**TASK INSTRUCTIONS**.
Please copy every line with the string "condition" from the entries below.

:::

PR #2354, opened 2026-01-08
fix: respect .git/info/exclude in worktrees

canac:
When running `gix status` inside of a worktree, it wasn't respecting `.git/info/exclude` entries in the common git dir. This PR fixes that.

**AI Disclosure** 🤖: I used Claude Code to assist with writing this PR. I manually refined the test case and verified the fix.

### DIFF
--- a/gix/tests/fixtures/generated-archives/.gitignore
+++ b/gix/tests/fixtures/generated-archives/.gitignore
@@ -9,3 +9,4 @@
 /make_diff_repos.tar
 /make_submodule_with_worktree.tar
 /repo_with_untracked_files.tar
+/make_worktree_repo_with_info_exclude.tar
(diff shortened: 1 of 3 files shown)


Byron:
Thanks a lot for the fix, and for the disclaimer!

I will take care of merging it very soon.

canac:
Absolutely! Thanks for your hard work on this project! I use it indirectly through Starship.

Byron:
And I just double-checked the [Git configuration](https://git-scm.com/docs/gitignore), which persistently mentions `$GITDIR` without ever talking about worktrees.

This makes me think it's probably out of date, and is what I used to implement this in the first place.
Most importantly, there doesn't seem to be a worktree-specific excludes file yet.

PR #2365, opened 2026-01-10
Upgrade `gix-testtools` dependencies to have a version with `gix-date` v0.12.0 or larger

Byron:
Everything below that has a security advisory.

This also removes the crate from the workspace to allow a release without auto-bumping
dependencies.


Byron:
I wanted to, but realized no change was needed too late. So I used this commit for release tag.
Plain cargo publish was used as well, and I have no clue if this breaks future csr releases,but will find out.

EliahKagan:
Thanks for clarifying!

> Plain cargo publish was used as well, and I have no clue if this breaks future csr releases,but will find out.

I don't know why that would break future releases--but there's also a huge amount I don't know about `cargo-smart-release`, most things actually, so me not understanding why there would be a problem shouldn't be taken to mean there won't be one. :smile:

Byron:
I also don't know why it would break, I just vaguely remember that there where issues in the past and I don't know the why's and what's, just that… everything seems possible with CSR 😅.
I found that doing a physical release dance with a ceremonial sacrifice of compiler code printed on paper greatly increases the chances, so I will just keep doing that ;).

PR #2370, opened 2026-01-12
chore: upgrade to latest `flate2` to remove `zlib-rs-sys` from dependencies

Byron:


EliahKagan:
Per https://github.com/GitoxideLabs/gitoxide/pull/2372#issuecomment-3739837677, I had Copilot post-review this to check my hypothesis that it would not be able to identify that the changes here allowed the `-sys` crate to be removed from the `-sys` allowlist for "pure" builds, since done in c97ef4e62be7723a5eb078db07cd96a6f9c7e981 (#2372).

This was a Copilot experiment, not any concern about the changes here, which were good (even though the change in c97ef4e62be7723a5eb078db07cd96a6f9c7e981 could've also been included). As expected, Copilot was not able to identify this--I don't think code far away in the project is automatically included in its context, so it would have to use its search tool to find relevant TODOs.

Possibly it could be made to do this by editing the copilot instructions. Searching for potentially relevant TODOs everywhere in the project, even in other files not referred to from where one makes a change, could be tedious and flow-interrupting for developers to do as a regular practice. Yet I suspect it wouldn't degrade Copilot performance to do it.

Byron:
Thanks so much for catching this!

When I had the opportunity today to remove `libz-rs-sys` from the dependency tree, it felt very important and I wondered if there was anything else, but came up empty :D.

But this was it, `max-pure` just became a little bit purer.

> Possibly it could be made to do this by editing the copilot instructions. Searching for potentially relevant TODOs everywhere in the project, even in other files not referred to from where one makes a change, could be tedious and flow-interrupting for developers to do as a regular practice. Yet I suspect it wouldn't degrade Copilot performance to do it.

Evaluating the effectiveness of these instructions is pretty hard as it's quite subjective. But maybe that's all we need - in any case, please do feel free to experiment.

PR #2375, opened 2026-01-13
feat: filters and partial cloning: initial support

### LINKED ISSUE #1046: Minimal implementation of partial clones & promisor objects
### Summary 💡

Tracking a minimal implementation of partial clones and their corresponding promisor objects/remotes, as discussed in #1041.

**What is a partial clone?**

[Partial clone](https://www.git-scm.com/docs/partial-clone/2.42.0) is a recent(ish) feature of `git` that allows the client to fetch a subset of objects from a remote repository based on criteria (i.e. a "filter") of its choosing. The missing objects are referred to as "promisor objects", and are expected to be able to be provided by "promisor remotes" on-demand after the clone, as needed.

The most common use-case of partial-clone are where the client requests a clone with either no historical blobs (e.g. `--filter=blob:none`), or only historical blobs under some size threshold (e.g. `--filter=blob:512k`). Tree objects can also be filtered by a partial clone, however that use-case is far less common.

**Lessons learned from `git`**

Because partial clone was retrofitted into `git`, there are several performance gaps that have not yet been resolved. Operations like `fetch` and `checkout` behave exactly as one would expect - the missing objects are fetched in a single transaction with the remote. Other operations, such as `blame` and `rebase`, do *not* do this, and instead end up lazily fetching missing objects one at a time (each with a separate transaction to the remote), which significantly slows things down.

To implement partial clones efficiently, operations that traverse history and require inspecting the contents of blobs and trees need to:

1. Determine the set of object IDs needed by the operation (typically by walking a commit graph)
2. Fetch any missing objects in a single transaction to the remote
3. Continue with their "business logic"

That said, this feature does *not* aim to implement the optimized approach to partial clones across the board. However we would like to see APIs designed to facilitate the optimized approach, and possibly one implementation of the optimized approach to be used as a reference and proof that things can be made to work as expected.

**Tasks**

* [ ] minimal implementation to handle existing (created by `git`) partial clones
   * [ ] create a text fixture to generate a repository that will result in missing blobs in a blobless clone
   * [ ] implement a repository verification test that includes verifying all historical blobs
       * I'm not seeing anything like this today in `gitoxide`, but I may be missing something...
   * [ ] create a unit test that fails a repository verification when using a blobless clone
   * [ ] implement (in `gix-odb`?) handling of missing objects when promisor remotes are available
      * This will be the naive/inefficient approach, which will cause the verification unit test above to perform a remote transaction per missing object
* [ ] minimal implementation to perform a fresh partial clone
   * **TBD** Need to dig in more and fill this in...

### Motivation 🔦

_No response_

staehle:
Resolves #1046 

Hi @Byron! I'm Jake Staehle and I work at Roku here with @cesfahani. We've had an internal version of this for our internal tools for quite some time, but I recently updated our `gitoxide` version to `0.49` and had to refactor this code myself for all the changes since `0.40` -- I would very much rather not do that again, so it's upstreaming time :) 

Introduce `gix::remote::fetch::ObjectFilter` (currently blob filters only) and plumb it through clone/fetch all the way into the fetch protocol, returning a clear error if the remote doesn’t advertise `filter` capability.

Also persist the partial-clone configuration on clone (`remote.<name>.partialclonefilter`, `remote.<name>.promisor`, `extensions.partialclone`) so the repository is marked as a promisor/partial clone in the same way as Git.

On the CLI/plumbing side, add `--filter <spec>` to `gix clone`, and allow fetch arguments to be either refspecs or raw object IDs (treated as additional wants).

Includes tests for filter parsing and for persisting partial-clone settings during clone, as well as a full round-trip test creating a blobless bare clone using `gix`, creating (using real `git`) a worktree from that, and then using `gix` verify that `--filter=blob:none` is working!

I did create a new repo https://github.com/staehle/gitoxide-testing for that last test to work properly, with a small set of known commits, tags, and blob objects. If you think this is useful, I'd be glad to transfer the repo to you / the `GitoxideLabs` group!

Let me know what you think! Thanks!

Credit:
 - Original work by Cameron Esfahani <cesfahani@roku.com>
 - Rewritten for modern Gitoxide by Jake Staehle <jstaehle@roku.com>


gix/src/remote/connection/fetch/receive_pack.rs
```diff
@@ -98,6 +98,12 @@ where
             });
         }
 
+        let filter_argument = self
+            .filter
+            .as_ref()
+            .map(crate::remote::fetch::ObjectFilter::to_argument_string)
+            .filter(|_| self.additional_wants.is_empty());
```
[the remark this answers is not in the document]
staehle: Hard disagree. This is intentional -- `additional_wants` SHOULD ignore blob filters, since if you specifically want to checkout a commit, you NEED those blobs.

gix/src/remote/connection/fetch/receive_pack.rs
```diff
@@ -274,18 +283,71 @@ impl gix_protocol::fetch::Negotiate for Negotiate<'_, '_, '_> {
...
     fn add_wants(&mut self, arguments: &mut Arguments, remote_ref_target_known: &[bool]) -> bool {
-        negotiate::add_wants(
-            self.objects,
-            arguments,
-            self.ref_map,
-            remote_ref_target_known,
-            self.shallow,
-            negotiate::make_refmapping_ignore_predicate(self.tags, self.ref_map),
-        )
+        if self.additional_wants.is_empty() {
```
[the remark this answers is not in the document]
staehle: It looks confusing so I get why copilot doesn't understand, but the condition is not inverted, and the behavior matches the surrounding design.

When `additional_wants` is empty, `add_wants()` delegates to `negotiate::add_wants` and then iterates `self.additional_wants` (which is empty), so that loop is a harmless no-op. This is the "normal fetch" path.

When `additional_wants` is non-empty, the code intentionally avoids `negotiate::add_wants` and instead builds the wants list itself (including `want_ref()` when supported) and then appends the additional object-id wants. This aligns with the other deliberate behavior you already saw:

- `mark_complete_and_common_ref()` forces `MustNegotiate` when additional wants exist.
- `one_round()` returns an "empty round" and intentionally skips have exchange/negotiation rounds since we want to ask for these objects directly.

So, flipping the condition to `!self.additional_wants.is_empty()` would make the non-empty case call `negotiate::add_wants` and then fall through into the manual wants logic, which would duplicate/alter behavior and be wrong.

Byron:
Thanks a lot for upstreaming this feature, it's much appreciated!

I hope to get to giving it the attention it deserves this weekend.

gix/src/clone/fetch/util.rs
```diff
@@ -16,13 +16,49 @@ enum WriteMode {
...
+
+    if let Some(filter_spec) = filter {
+        let subsection = remote_name.to_str().map_err(|err| Error::RemoteNameNotUtf8 {
+            remote_name: remote_name.clone(),
+            source: err,
+        })?;
+        let mut remote_section = config.section_mut_or_create_new("remote", Some(subsection.into()))?;
+
+        while remote_section.remove("partialclonefilter").is_some() {}
+        while remote_section.remove("promisor").is_some() {}
```
Byron, line 39: Note to self: Create `gix-config` remove all.

gix/src/clone/fetch/util.rs
```diff
@@ -16,13 +16,49 @@ enum WriteMode {
...
+
+        let partial_clone_filter = ValueName::try_from("partialclonefilter").map_err(|err| Error::ConfigValueName {
```
Byron: Create new config-tree keys for `partialCloneFilter` and `promisor`.

gix/src/remote/connection/fetch/receive_pack.rs
```diff
@@ -274,18 +283,71 @@ impl gix_protocol::fetch::Negotiate for Negotiate<'_, '_, '_> {
...
             self.shallow,
             negotiate::make_refmapping_ignore_predicate(self.tags, self.ref_map),
-        )
+        )?;
+
+        if self.additional_wants.is_empty() {
+            return Ok(action);
+        }
+
+        Ok(match action {
```
Byron, line 310: Note to self: try to understand this.

gix/src/remote/connection/fetch/receive_pack.rs
```diff
@@ -294,12 +356,24 @@ impl gix_protocol::fetch::Negotiate for Negotiate<'_, '_, '_> {
...
+                self.negotiator.deref_mut(),
+                &mut *self.graph,
+                state,
+                arguments,
+                previous_response,
+            );
+        }
+
+        Ok((
+            negotiate::Round {
```
Byron, line 388: Note to self: Oh try to understand this.

gix/src/remote/fetch/object_filter.rs
```diff
@@ -0,0 +1,111 @@
...
+    Unsupported(String),
+    /// The provided blob size limit could not be parsed as an integer.
+    #[error("invalid blob size limit '{value}'")]
+    InvalidBlobLimit {
+        /// The string that failed to parse.
+        value: String,
+        /// The underlying parse error.
+        source: ParseIntError,
+    },
+}
```
Byron, line 49: Note to self: Turn this to `gix-error::ValidationError` right away.

Byron (commented):
I'd hope to finish the review and changes today. It should be alright, but I hope I will get the negotiation logic.

Due to the lack of a server implementation this is always tricky to test, but maybe that's what the journey tests are there for.

I also wonder what it would take to port them into the `gix` (crate) test-suite.


### Tasks

* [ ] review no-network commit
* [ ] address all comments

staehle:
Apologies, GitHub just did something stupid I didn't expect it to do

(I reset this branch back to the `2c60401` commit you were working on)

Byron:
@codex review

Byron:
Apologies for the long wait, I won't rest now until this is merged. Feel free to ignore the additional auto-reviews unless of course you think something is worth addressing. I thought they might help me, primarily.

laris:
Hope this PR can be merged into upstream, my current dev project require this feature.
Thanks

Byron:
While I plan to get back to this PR and continue on [my comments](https://github.com/GitoxideLabs/gitoxide/pull/2375#pullrequestreview-3736107912), a lot has changed since I last gave it a shot. My tooling changed, my workflow changed, and… agents.

For now I just use this capability to blindly fix merge conflicts, but I may not continue reviewing this feature before Git3 compatibility landed.

staehle:
> While I plan to get back to this PR and continue on [my comments](https://github.com/GitoxideLabs/gitoxide/pull/2375#pullrequestreview-3736107912), a lot has changed since I last gave it a shot. My tooling changed, my workflow changed, and… agents.
> 
> For now I just use this capability to blindly fix merge conflicts, but I may not continue reviewing this feature before Git3 compatibility landed.

Thanks @Byron! Let me know if you need assistance!

PR #4263, opened 2020-11-20
Simplify tests requiring admin login

javierm:
## Objectives

* Simplify tests requiring admin login
* Reduce duplication

### DIFF
--- a/spec/system/admin/settings_spec.rb
+++ b/spec/system/admin/settings_spec.rb
@@ -1,10 +1,6 @@
 require "rails_helper"
 
-describe "Admin settings" do
-  before do
-    login_as(create(:administrator).user)
-  end
-
+describe "Admin settings", :admin do
   scenario "Index" do
     create(:setting, key: "super.users.first")
     create(:setting, key: "super.users.second")
@@ -36,16 +32,12 @@ describe "Admin settings" do
     end
 
     scenario "When `Map settings` tab content is hidden map should not be initialized" do
-      admin = create(:administrator).user
-      login_as(admin)
       visit admin_settings_path
 
       expect(page).not_to have_css("#admin-map.leaflet-container", visible: :all)
     end
 
     scenario "When `Map settings` tab content is shown map should be initialized" do
-      admin = create(:administrator).user
-      login_as(admin)
       visit admin_settings_path
 
       find("#map-tab").click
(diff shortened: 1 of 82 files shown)


spec/system/admin/settings_spec.rb
```diff
@@ -1,10 +1,6 @@
 require "rails_helper"
 
-describe "Admin settings" do
-  before do
-    login_as(create(:administrator).user)
-  end
-
+describe "Admin settings", :admin do
```
Senen, line 3: As `:admin` is defined at the main `describe`block we can remove other `:admin` ocurrences from the inner `describe` blocks. Here is a patch to remove all of them the except the main one:

```
diff --git a/spec/system/admin/settings_spec.rb b/spec/system/admin/settings_spec.rb
index 32770534aa..50af581105 100644
--- a/spec/system/admin/settings_spec.rb
+++ b/spec/system/admin/settings_spec.rb
@@ -26,7 +26,7 @@ describe "Admin settings", :admin do
     expect(page).to have_content "Value updated"
   end
 
-  describe "Map settings initialization", :js, :admin do
+  describe "Map settings initialization", :js do
     before do
       Setting["feature.map"] = true
     end
@@ -46,7 +46,7 @@ describe "Admin settings", :admin do
     end
   end
 
-  describe "Update map", :admin do
+  describe "Update map" do
     scenario "Should not be able when map feature deactivated" do
       Setting["feature.map"] = false
 
@@ -107,7 +107,7 @@ describe "Admin settings", :admin do
     end
   end
 
-  describe "Update content types", :admin do
+  describe "Update content types" do
     scenario "stores the correct mime types" do
       setting = Setting.create!(key: "upload.images.content_types", value: "image/png")
       visit admin_settings_path
@@ -137,7 +137,7 @@ describe "Admin settings", :admin do
     end
   end
 
-  describe "Update Remote Census Configuration", :admin do
+  describe "Update Remote Census Configuration" do
     before do
       Setting["feature.remote_census"] = true
     end
@@ -165,7 +165,7 @@ describe "Admin settings", :admin do
     end
   end
 
-  describe "Should redirect to same tab after update setting", :admin do
+  describe "Should redirect to same tab after update setting" do
     context "remote census" do
       before do
         Setting["feature.remote_census"] = true
```

Senen (changes requested):
Hi @javierm, great simplification! 👏🏼

I only found some unneeded occurrences of the `:admin` tag at `spec/system/admin/settings_spec.rb` file.

spec/system/admin/settings_spec.rb
javierm: Fixed, thanks! :smile:

Senen (approved):

PR #4284, opened 2020-12-13
Fix flaky annotation specs

javierm:
## Background
We were selecting a word using a double click. However, the test failed sometimes when styles such as font family, font size or the element's width changed, since the double click takes place in the middle of the element and it's possible that the middle of the element contains a space between two words, meaning no word would be selected.

## Objectives

* Select text in specs a way that does not fail when certain styles are used

## Notes

Without these changes, the failure in the "Create" test can be reproduced by changing the `$base-font-size` variable to `2rem` or changing the default font family to Roboto.


javierm:
Closing since it doesn't fix the issue and we haven't found a solution. Opening issue #4713 instead.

:::

**WRITTEN REPLY**.
staehle: It looks confusing so I get why copilot doesn't understand, but the condition is not inverted, and the behavior matches the surrounding design.
So, flipping the condition to `!self.additional_wants.is_empty()` would make the non-empty case call `negotiate::add_wants` and then fall through into the manual wants logic, which would duplicate/alter behavior and be wrong.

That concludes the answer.